**WORK TO BE COMPLETED**
Only lines with the word "building" belong in the answer; copy them from the records below.

**DATASET EXCERPTS**
PR #201, opened 2023-06-02
fix: refactor ci to enable building for different targets

baszalmstra:
Refactors the CI stages to build and test for multiple (cross-platform) targets.


wolfv:
I am a bit hesitant if there is really so much utility in building for all these targets. Mainly because CI time is precious :)

PR #206, opened 2023-06-06
refactor: version tree parsing with nom

### LINKED ISSUE #204: Invalidate `>=3.8<3.9`
What I meant to write was `>=3.8,<3.9` but missing the `,` gives you really weird behavior as it only uses the `>=3.8`.

Conda invalidates this request, as should rattler.

baszalmstra:
Refactors parsing of version trees by replacing the regex parser with nom. Hopefully, we can reuse these parsers in other parts of the library as well.

Fix #204

### DIFF
--- a/crates/rattler_conda_types/src/version_spec/version_tree.rs
+++ b/crates/rattler_conda_types/src/version_spec/version_tree.rs
@@ -357,6 +357,12 @@ mod tests {
             parse_version_epoch::<Err>("1!1.0b2.post345.dev456"),
             Ok(("1.0b2.post345.dev456", 1))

**RESPONSE TO THIS EXERCISE**
fix: refactor ci to enable building for different targets
I am a bit hesitant if there is really so much utility in building for all these targets. Mainly because CI time is precious :)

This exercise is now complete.